PR #243, opened 2022-05-31
Migrate TFEstimator to ray train

KepingYan:


python/raydp/tf/estimator.py
```diff
@@ -75,168 +77,200 @@ def __init__(self,
...
-            assert isinstance(metrics, list), "metrics must be a list"
-            if isinstance(metrics[0], str):
-                _metrics = metrics
-            elif isinstance(metrics[0], keras.metrics.Metric):
-                _metrics = [keras.metrics.serialize(m) for m in metrics]
+            assert isinstance(config["metrics"], list), "metrics must be a list"
+            if isinstance(config["metrics"][0], str):
+                serialized_metrics = config["metrics"]
+            elif isinstance(config["metrics"][0], keras.metrics.Metric):
+                serialized_metrics = [keras.metrics.serialize(m) for m in config["metrics"]]
```
carsonwang, line 148: Why do we need to serialize and deserialize the metrics in the same method?

python/raydp/tf/estimator.py
```diff
@@ -75,168 +77,200 @@ def __init__(self,
...
         # TODO: we should support multiple losses for multiple outputs model
-        assert loss is not None, "loss must not be None"
-        if isinstance(loss, str):
-            _loss = loss
-        elif isinstance(loss, keras.losses.Loss):
-            _loss = keras.losses.serialize(loss)
+        if isinstance(config["loss"], str):
+            serialized_loss = config["loss"]
+        elif isinstance(config["loss"], keras.losses.Loss):
+            serialized_loss = keras.losses.serialize(config["loss"])
```
carsonwang, line 133: Why do we need to serialize and deserialize the loss in the same method?

python/raydp/tf/estimator.py
```diff
@@ -75,168 +77,200 @@ def __init__(self,
...
-            if "config" in self._extra_config:
-                self._extra_config["config"].update(config)
-            else:
-                self._extra_config["config"] = config
-        else:
-            self._extra_config = {"config": config}
-
-        self._num_epochs: int = num_epochs
+    @staticmethod
+    def train_fun(config):
```
carsonwang, line 159: Rename to `train_func`

python/raydp/tf/estimator.py
```diff
@@ -75,168 +77,200 @@ def __init__(self,
...
+        )
+        return results
 
     def fit_on_spark(self,
                      train_df: DF,
                      evaluate_df: OPTIONAL_DF = None,
-                     fs_directory: Optional[str] = None,
-                     compression: Optional[str] = None) -> NoReturn:
+                     max_retries=3,
+                     stop_spark_after_conversion=False) -> NoReturn:
```
carsonwang, line 247: Can we still support `fs_directory` and `compression` parameters so users can persist the data to disk in some cases? Let's keep the parameters but we can implement it in a followup PR.

python/raydp/tf/estimator.py
```diff
@@ -15,25 +15,26 @@
...
-from raydp.spark import RayMLDataset
 from raydp.spark.interfaces import SparkEstimatorInterface, DF, OPTIONAL_DF
-
+from raydp import stop_spark
+from raydp.spark import spark_dataframe_to_ray_dataset
 
 class TFEstimator(EstimatorInterface, SparkEstimatorInterface):
     def __init__(self,
                  num_workers: int = 1,
+                 parallelism: int = None,
```
carsonwang, line 37: Perhaps we don't need to expose the parallelism parameter which seems to expose too much details. The default Spark parallelism works fine in our tests. Otherwise a user can always repartition the Spark DF to get the expected parallelism. Can we remove this parameter?

python/raydp/tf/estimator.py
```diff
@@ -75,168 +77,200 @@ def __init__(self,
...
-                evaluate_df, self._num_workers, self._shuffle, None, fs_directory, compression)
-        return self.fit(train_ds, evaluate_ds)
+            evaluate_df = self._check_and_convert(evaluate_df)
+            evaluate_ds = spark_dataframe_to_ray_dataset(evaluate_df,
+                                                         parallelism=self._parallelism,
+                                                         _use_owner=stop_spark_after_conversion)
+        if self._parallelism is None:
+            num_blocks = self._num_workers * 4
+            # TODO: we should support shuffle=self._shuffle when ray updates (ray issue#26059)
+            train_ds = train_ds.repartition(num_blocks=num_blocks, shuffle=True)
```
carsonwang, line 262: Let's remove repartition and let Ray train to handle it.

carsonwang (commented):
Thanks @KepingYan for the work!

python/raydp/tf/estimator.py
KepingYan: Sry, I didn't realize this problem before, and I corrected it as previous method. Thx

python/raydp/tf/estimator.py
KepingYan: done

python/raydp/tf/estimator.py
KepingYan: Done.

carsonwang:
Thanks @KepingYan. I'll merge this. The failed CI is unrelated to this PR.

Issue #250, opened 2022-07-03
Support custom installed Spark from $SPARK_HOME


pang-wu:
Currently the Spark classpath is inferred by the pyspark install location. In our environment I need to support a custom installed Spark location because I can't control/know where pyspark is installed (and might not have access as well).

carsonwang:
Fixed by #251

PR #251, opened 2022-07-03
Support custom Spark location by picking up $SPARK_HOME

pang-wu:
This should address issue: https://github.com/oap-project/raydp/issues/250

The failed check will be fixed by [this PR](https://github.com/oap-project/raydp/pull/248).

### DIFF
--- a/.github/workflows/raydp.yml
+++ b/.github/workflows/raydp.yml
@@ -76,7 +76,7 @@ jobs:
           else
             pip install torch
           fi
-          pip install ray==1.12 pytest koalas tensorflow==2.5.1 tabulate xgboost_ray[default] grpcio-tools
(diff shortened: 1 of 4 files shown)


carsonwang:
Thanks @pang-wu . The change looks good. I'll see if we can fix the CI first and run the added test.

pang-wu:
Thank you @carsonwang , one more thing though.. I can't seems to find a way to confirm in the test Spark is actually using the dir from `SPARK_HOME` rather than the on installed in python packages dir, do you mind to shred some light on that?

carsonwang:
The Spark scripts like spark-submit will always check SPARK_HOME. Previously without this PR, if you have SPARK_HOME set, it will also use configurations under that directory. However it doesn't use the Spark jars under SPARK_HOME correctly. I think you can just test the Spark jar path and make sure it is using the correct one under SPARK_HOME.

carsonwang:
LGTM. Thanks!

PR #253, opened 2022-07-12
update to use Spark 3.3

kira-lin:


kira-lin:
better to use spark shim in 3.3

carsonwang:
We can drop Python 3.6. PySpark 3.3 requires Python 3.7+.

kira-lin:
ok, but we'll need a shim layer to add support for 3.3. I've told @KepingYan to look into it. I 'll drop python 3.6 [here](https://github.com/oap-project/raydp/pull/214), and it seems like raydp can work with ray 1.13.

core/shims/common/src/main/scala/com/intel/raydp/shims/SparkShimLoader.scala
```diff
@@ -0,0 +1,61 @@
+package com.intel.raydp.shims
```
carsonwang, line 1: can you please add apache license header for all new scale files?

core/shims/spark321/pom.xml
```diff
@@ -0,0 +1,113 @@
...
+          <execution>
+            <id>scala-test-compile-first</id>
+            <phase>process-test-resources</phase>
+            <goals>
+              <goal>testCompile</goal>
+            </goals>
+          </execution>
+        </executions>
+      </plugin>
+      <!-- <plugin>
```
carsonwang, line 63: I saw commented code in several pom files. Are they still useful? Otherwise clean up them?

core/shims/spark321/src/main/scala/com/intel/raydp/shims/SparkShimProvider.scala
```diff
@@ -0,0 +1,24 @@
+package com.intel.raydp.shims.spark321
+
+import com.intel.raydp.shims.{SparkShims, SparkShimDescriptor}
+
+object SparkShimProvider {
+  val SPARK311_DESCRIPTOR = SparkShimDescriptor(3, 1, 1)
+  val SPARK312_DESCRIPTOR = SparkShimDescriptor(3, 1, 2)
+  val SPARK313_DESCRIPTOR = SparkShimDescriptor(3, 1, 3)
+  val SPARK321_DESCRIPTOR = SparkShimDescriptor(3, 2, 1)
```
carsonwang, line 9: We built this shim with Spark 3.2 but it also works for 3.1?

carsonwang (commented):
Thanks for the work!

core/shims/spark321/src/main/scala/com/intel/raydp/shims/SparkShimProvider.scala
kira-lin: yes, we previously pull some spark class into raydp, and it works for 3.1 and 3.2. So we don't need to implement a 3.1 shim, it would be identical to the 3.2 one

core/shims/common/src/main/scala/com/intel/raydp/shims/SparkShimLoader.scala
kira-lin: ok

core/shims/spark321/pom.xml
kira-lin: ok

carsonwang:
LGTM

PR #255, opened 2022-07-17
Fix Spark download Url in tests

pang-wu:
Previously we are using the download URL for latest Spark release in our tests, which is different than the archived versions. This approach will create problem after a new release come out, because the old release will be removed from dlcdn and added to archive (return 404).


kira-lin:
LGTM, @carsonwang

carsonwang:
Merged. Thanks!

pang-wu:
Thanks all!

PR #258, opened 2022-07-25
Support fractional resource scheduling

pang-wu:
Support fractional CPU and GPU resource scheduling. This PR actually achieve three goals:
* Support schedule multiple executors in one vCPU, with each executor has 1 spark core (for parallism, like how Spark CPU request work on Kubernetes, but no limit), using `spark.ray.actor.resource.cpu` config.
* Support scheduling on GPU nodes, using `spark.ray.actor.resource.gpu` config.
* Support schedule multiple executors in one GPU.

For more details, please refer to [this RFC](https://github.com/oap-project/raydp/issues/259).

### DIFF
--- a/.github/workflows/raydp.yml
+++ b/.github/workflows/raydp.yml
@@ -100,7 +100,13 @@ jobs:
       - name: Test with pytest
         run: |
           ray start --head --num-cpus 4
-          pytest python/raydp/tests/
+          pytest python/raydp/tests/ --deselect python/raydp/tests/test_spark_cluster.py::test_spark_on_fractional_cpu --deselect python/raydp/tests/test_spark_cluster.py::test_spark_on_gpu_machine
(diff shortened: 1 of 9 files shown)


pang-wu:
@carsonwang & team, please kindly let me know if you want a call to discuss this proposal.

carsonwang:
Thanks @pang-wu for the work! How will the gpu config be used as Spark actually is not aware of the gpu resource?

pang-wu:
@carsonwang This is up to the user. So the expectation here is if a cluster has GPU, Spark can still launch executor to executor for non-gpu tasks using this config. Right not deveopers has to use mixed node cluster to do this. User can also put GPU aware code inside spark functions like map or something similar to use GPU resource.. similar to the custom resource scheduling.

carsonwang:
LGTM

Issue #175, opened 2021-09-03
when i create initialization  twice ray,raydp , An error occurred。


chinaboyll:
My version:
Ray Cluster:1.3.0
Raydp:0.3.0
Python: 3.6.4
when i create initialization  twice ray,raydp , An error occurred。
-----------------
Caused by: java.net.BindException: Address already in use (Bind failed)
        at java.net.PlainSocketImpl.socketBind(Native Method)
        at java.net.AbstractPlainSocketImpl.bind(AbstractPlainSocketImpl.java:387)
        at java.net.ServerSocket.bind(ServerSocket.java:375)
        at py4j.GatewayServer.startSocket(GatewayServer.java:786)
-----------------
I set config configs={"spark.ui.port":"xxx"}

carsonwang:
You only need to init once. If you see this error, it is because the pervious driver is not closed properly. You can find the Java process ID and kill it.

Bowen0729:
> You only need to init once. If you see this error, it is because the pervious driver is not closed properly. You can find the Java process ID and kill it.

What if I want to start two spark driver on the same time? What should I do?

carsonwang:
@Bowen0729 , can you please share more about your use case and requirement?

Bowen0729:
Two users both user raydp in the same conda environment, one of them throw exception address already in use

Bowen0729:
> @Bowen0729 , can you please share more about your use case and requirement?

The Java Gateway port is always 25333, why not a random port?

carsonwang:
This sounds like an issue. So two users will run their Spark driver on the same node and connect to the same Ray cluster, right? Are you interested in submitting a PR for this?

Bowen0729:
> This sounds like an issue. So two users will run their Spark driver on the same node and connect to the same Ray cluster, right? Are you interested in submitting a PR for this?

Sure, I will submit a PR recently. Thank you for your reply

carsonwang:
Great! Thanks!

pang-wu:
@Bowen0729 @carsonwang In this case how do we distinguish the user call `init_spark` twice by mistake or by intention?

Bowen0729:
> 

It's a issue about the java gateway always starts with the default port, so when user call init_spark twice in different session,  the new java gateway cannot start. 

when user call init_spark in the same session, raydp will throw "The spark environment has inited".

Hoeze:
[...]

PR #262, opened 2022-07-31
Two users cannot run their Spark driver on the same node and connect to the same Ray cluster.

Bowen0729:
https://github.com/oap-project/raydp/issues/175#issuecomment-1195190398

two users cannot run their Spark driver on the same node and connect to the same Ray cluster. 

Start the java gateway with a random port.

### DIFF
--- a/core/src/main/scala/org/apache/spark/deploy/raydp/AppMasterEntryPoint.scala
+++ b/core/src/main/scala/org/apache/spark/deploy/raydp/AppMasterEntryPoint.scala
@@ -18,6 +18,7 @@
 package org.apache.spark.deploy.raydp
 
 import java.io.{DataOutputStream, File, FileOutputStream}
+import java.net.InetAddress
 import java.nio.file.Files
 
 import py4j.GatewayServer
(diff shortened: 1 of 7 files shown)


carsonwang:
Thank you @Bowen0729 , can you please add a test for this?

Bowen0729:
> Thank you @Bowen0729 , can you please add a test for this?

Hi, I have added a test for this.

Bowen0729:
The CI is failed. What's the problem?

carsonwang:
The CI is flaky these days. I just triggered a rerun of the failed test.

Bowen0729:
I checked the CI log, and I find the Build and install step run mvn verify -q, not mvn clean package -q -DskipTests, so my test is always failed. What should I do?
@carsonwang

Bowen0729:
@carsonwang Hi, I checked the CI log, the Build and install step run mvn verify -q, not the mvn clean package, the raydp jar seems not been compile with the new code, so the CI is always failed, am I right?

Bowen0729:
@carsonwang My test is passed, other tests on macos error.

carsonwang:
@Bowen0729 Previously I saw you tried to test running two spark drivers on the same node, that is the test we want to have. Is there any challenge to do that?

Bowen0729:
> @Bowen0729 Previously I saw you tried to test running two spark drivers on the same node, that is the test we want to have. Is there any challenge to do that?

Yes, the test can passed in my mac, but cannot passed for the CI, I think I need some help.

Bowen0729:
Sorry, I've been  a little busy recently, so I don't have time to solve this problem. Thanks for helping.

kira-lin:
@carsonwang the test still hangs sometime. Shall we skip the tests?

carsonwang:
Ok. Let's skip it for now. Does it also hangs sometime on your local machine?

kira-lin:
yes, it hangs sometime and when I ctrl-c it, it shows popen_fork, even if I should have set start_method to spawn.

carsonwang:
Thanks all! Merged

════

#### YOUR ASSIGNMENT:
The lines from the one containing "Ok. Let's skip" through the end of the data are to be copied exactly, the first and last of them included.

#### WRITTEN SOLUTION:
Ok. Let's skip it for now. Does it also hangs sometime on your local machine?

kira-lin:
yes, it hangs sometime and when I ctrl-c it, it shows popen_fork, even if I should have set start_method to spawn.

carsonwang:
Thanks all! Merged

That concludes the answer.